Montalembert, en 1830, au moment où il songeait à partir pour Varsovie comme volontaire de l’Eglise et des peuples, avait félicité les Polonais de montrer au monde ce qu’était cette foi catholique que l’on reléguait au tombeau, et ce que le monde pouvait attendre d’elle pour sa liberté. Même aux heures où « le cheval du cosaque baignait ses pieds dans le sang des fils de Sobieski, » ceux-ci demeuraient les témoins de ce que valait et de ce que pouvait la conscience catholique pour la libération des peuples[2]. Advint dès lors que pourrait ; ils avaient fait ce que devaient. C’était certes un rôle austère ! mais la Pologne l’acceptait, et savait gré à Montalembert de l’en avoir solennellement investi. « La tribune quand vous y montez, lui écrivait plus tard le Poète anonyme, se change en une espèce de chaire spirituelle, et je ne sais quel souvenir de l’Eglise du moyen âge, foudroyant les tyrans et délivrant les nations, apparaît tout à coup à l’âme entraînée[3]. »

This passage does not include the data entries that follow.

PR #1775, opened 2020-11-26
Fix labels in HTTP client tests

rbehjati:


oak_runtime/src/node/http/tests.rs
```diff
@@ -689,6 +698,9 @@ impl Node for ClientTesterNode {
         // testing.
         NodeIsolation::Sandboxed
     }
+    fn get_privilege(&self) -> NodePrivilege {
+        super::client::get_privilege(self.authority.clone())
+    }
```
tiziano88, line 703: IIUC this node is just sending requests to the actual HTTP client node, is that correct? (BTW it would be good to add a comment to this struct). If so, why does it need any privilege at all? And why the privilege of the HTTP client node itself? It does not seem representative of an actual Oak application.

tiziano88: meta-point: I am not sure it is worth re-implementing all this logic natively in Rust to try and emulate what the Wasm SDK and logic does. Would it be simpler to just use a Wasm node here?

rbehjati: The privilege is needed to be able to create a `Pipe` between this node and the HTTP client node. In the `http_example`, the problem can be solved by moving the creation of the `Pipe` to the Planner node. Since this is a test of the functionality of the HTTP client node, and not the IFC, I think it is ok to avoid introducing that kind of complexity here. I have added a comment that explains why the privilege is needed. 

However, even in the case of the `http_example`, I don't think there is a way to make the example work without a node with declassifying privilege.

rbehjati: > Would it be simpler to just use a Wasm node here?

Do we have an example that shows how a Wasm node can be used in Runtime tests? I think the test is more readable and easier to maintain if we have all the code in one place.

tiziano88 (approved):

PR #1777, opened 2020-11-26
Finish NIUtils.v proofs

aferr:
The definition of fresh_han and fresh_chan needed to be changed so
that the labels of unused objects is public. For the other definition
where labels are partially secret, I think this would need to stay
"top". Either way, fresh_han and fresh_chan are not really parts of the
implementation; in the implementation I think these objects are just
genuinely newly created objects.

There's also some fixup leftover from the last PR :) 

# Checklist

      construction.


jadephilipoom (approved):
LGTM!

Issue #1739, opened 2020-11-18
Design a solution for making use of privilege in gRPC generated code explicit


conradgrobler:
The gRPC generated code currently automatically uses the node's downgrade privilege to write the response back (in the case of server code) or send the request (in the case of client code). In order to be more explicit about when privilege is being used, we need to design a way for node implementations that based on gRPC code generation to declare whether privilege is being used or not.

tiziano88:
How many (and which ones) of the current examples rely on declassification from a gRPC handler node?

I can think of two options to approach the problem:

- augment the return type of gRPC methods to include a bool / enum of whether to use the node privilege to declassify
- expose sender / writer objects (even for unary gRPC methods) with methods for writing a message with or without declassification

conradgrobler:
There are currently two:

- Aggregator: to send a success response to the client, and to report the aggregated data via the gRPC client
- Private set intersection: to send responses to the clients

tiziano88:
Thanks, makes sense, basically those that use their Wasm declassification privilege.

Issue #1674, opened 2020-11-03
Appropriate label for the aggregator example blocks gRPC responses back to the client.


conradgrobler:
The aggregator handler node should have a label that contains both a `WebAssemblyModuleTag` and `TlsEndpointTag`. The node has the privilege to declassify the `WebAssemblyModuleTag`, but not the `TlsEndpointTag`. This is Ok for using the gRPC client pseudo node to report the aggregate results to the external service, as it would have the privilege to declassify this.

The problem is that the aggregator handler node cannot write to the response channel on the gRPC server invocation to let the client know that the data submission was successful, as it has a "public" label.

tiziano88:
**I think** (but I am not 100% sure) this is WAI.

Any response that is sent back to the client must be based on public information, or information that can be declassified directly back to the client. In particular, it should not depend on data labelled for a TLS endpoint, since that data is really only declassifiable to that TLS endpoint, no matter whether it originally came from the client. I guess in this case a disjunction label would help, but it seems too much of a loosening compared to really labelling to the TLS endpoint. I think @ipetr0v also suggested using disjunction labels for this case.

conradgrobler:
It is WAI in terms of IFC, but it means that we cannot currently implement the appropriate labels. If we implement it, the success response can not be sent back to the client and the client just keeps waiting. We need to think of a way to implement a "fire and forget" type message from the client so that it does not depend on the server responding to continue.

tiziano88:
I think the chat example has a similar (though simpler) pattern: 

https://github.com/project-oak/oak/blob/2fbd54a89589385ec007a1011b68a49112eabdd5/examples/chat/module/rust/src/lib.rs#L96-L127

It sends a message back to the caller from a node (in that case the router node) that has not seen the request data. Not sure how well this maps to the aggregator example though, I think @ipetr0v started doing a similar refactoring for the aggregator, maybe that helps.

conradgrobler:
Something similar can be done, but it would mean that the aggregator handler node would need to be reimplemented as it cannot use the SDK-generated gRPC handling code (which would try to also send back a response over the response channel).

PR #1779, opened 2020-11-27
Use a non-public HTTP client node in the `http_server` example

rbehjati:


rbehjati:
In response to https://github.com/project-oak/oak/pull/1763#discussion_r532637035: 
I think a crypto node is the only choice because the Oak nodes (Wams nodes) cannot have a privilege, and the other node we have is the HTTP client pseudo-Node, which as we discussed before should not declassify the response, and make it public.

In theory a crypto node encrypts the information, and therefore can share the encrypted information publicly. However, there is still a problem. To give the crypto node the privilege to declassify data from `google.com` or `localhost::8080` then the label it has should match that authority, but I guess it makes more sense for it to have a privilege that matches the private key it uses for the encryption. So, I am not sure even a crypto node would work!

conradgrobler:
> In theory a crypto node encrypts the information, and therefore can share the encrypted information publicly. However, there is still a problem. To give the crypto node the privilege to declassify data from `google.com` or `localhost::8080` then the label it has should match that authority, but I guess it makes more sense for it to have a privilege that matches the private key it uses for the encryption. So, I am not sure even a crypto node would work!

I don't think a crypto node resolves the issue. It would presumably only declassify the data if the data is encrypted, which means that no other node would be able to decrypt the response to send it back to the client. If the crypto node decrypts the data, it should add the old label back, so the declassification is undone.

There is currently a similar problem with the gRPC client code (see https://github.com/project-oak/oak/issues/1739 and https://github.com/project-oak/oak/issues/1674). The only reason that the aggregator example works at the moment is because we don't give it the appropriate label and automatically use the privilege. The data is only labeled with the hash of the Wasm aggregator node (rather than the conjunction of the hash and the TLS endpoint for the external gRPC service). The Wasm node uses its Wasm hash privilege automatically to create the invocation channels for the gRPC client node and to send success responses back to the client app.

tiziano88:
Let's take a step back: what is it that you are trying to test exactly?

rbehjati:
@conradgrobler Yes. gRPC client node has the same problem, but I think the problem with the `http_server` is even simpler than the one in the aggregator example (#1674). I am not sure how disjunctions would solve the problem. We need a node that can declassify and remove `TlsEndpointTag`. I am not sure what kind of node is a good candidate for doing such a declassification.

@tiziano88 Currently, the `http_server` example uses a public HTTP client pseudo-node. So, everything works fine. Following the discussions on #1763 (https://github.com/project-oak/oak/pull/1763#discussion_r530724584), I am trying to change it to a non-public HTTP client that handles only HTTPS requests sent to `localhost:8080`. The problem is that the Oak node that sends the requests to the HTTP client pseudo-node is either unable to read the response, or unable to send the response to any other node (and the outside world, for example via an HTTP server pseudo-node). This is happening because none of the nodes can declassify the data.

tiziano88:
> @conradgrobler Yes. gRPC client node has the same problem, but I think the problem with the `http_server` is even simpler than the one in the aggregator example (#1674). I am not sure how disjunctions would solve the problem. We need a node that can declassify and remove `TlsEndpointTag`. I am not sure what kind of node is a good candidate for doing such a declassification.
> 
> @tiziano88 Currently, the `http_server` example uses a public HTTP client pseudo-node. So, everything works fine. Following the discussions on #1763 ([#1763 (comment)](https://github.com/project-oak/oak/pull/1763#discussion_r530724584)), I am trying to change it to a non-public HTTP client that handles only HTTPS requests sent to `localhost:8080`. The problem is that the Oak node that sends the requests to the HTTP client pseudo-node is either unable to read the response, or unable to send the response to any other node (and the outside world, for example via an HTTP server pseudo-node). This is happening because none of the nodes can declassify the data.

This is expected, it will not be able to declassify the response, since the response may contain data which is as classified as the request. In debug mode, it may be able to log it, because the log node is top secret, but in "production" it will just deal with the response, but not be able to declassify to public. I don't think trying to rely on side channels (e.g. from a crypto node) is a satisfactory solution to this (in fact that is something we should try and prevent as much as possible when implementing such node).

tiziano88:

Et le Poète anonyme, commentant à son tour la prédestination de son peuple, la faisait consister à « introduire à force de douleurs l’esprit de l’Evangile dans les choses de ce monde, » à « démontrer aux incrédules et aux Pharisiens de la politique, qui depuis des siècles n’ont cessé de recrucifier le Christ sur toutes les croix de l’histoire, que toute nationalité est chose

  1. Montalembert, Correspondant, mai 1864, p. 10.
  2. Lecanuet, Montalembert, I, p. 214.
  3. Œuvres du Poète anonyme de la Pologne, II, p. 340. Paris, 1869.